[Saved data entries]
━━━━━━
PR #272, opened 2021-01-04
Use ValueTask instead of Task

taooceros:
Since most of the image will be stored on cache, so synchronous action will be done quite significant for SetImage method in ResultViewModel, using ValueTask instead of Task can avoid those cost.

### DIFF
--- a/Flow.Launcher/ViewModel/ResultViewModel.cs
+++ b/Flow.Launcher/ViewModel/ResultViewModel.cs
@@ -15,7 +15,7 @@ namespace Flow.Launcher.ViewModel
     {
         public class LazyAsync<T> : Lazy<ValueTask<T>>
         {
-            private T defaultValue;
+            private readonly T defaultValue;
 
             private readonly Action _updateCallback;
             public new T Value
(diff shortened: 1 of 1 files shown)


jjw24:
do we know if this will bring a benefit? (https://stackoverflow.com/questions/43000520/why-would-one-use-taskt-over-valuetaskt-in-c#:~:text=Use%20Task%20when%20something%20is,you%20can't%20know%20the)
━━━━━━
Task instructions:
Copy out each line of the data where the string "readonly" appears.

Response box:
+            private readonly T defaultValue;
             private readonly Action _updateCallback;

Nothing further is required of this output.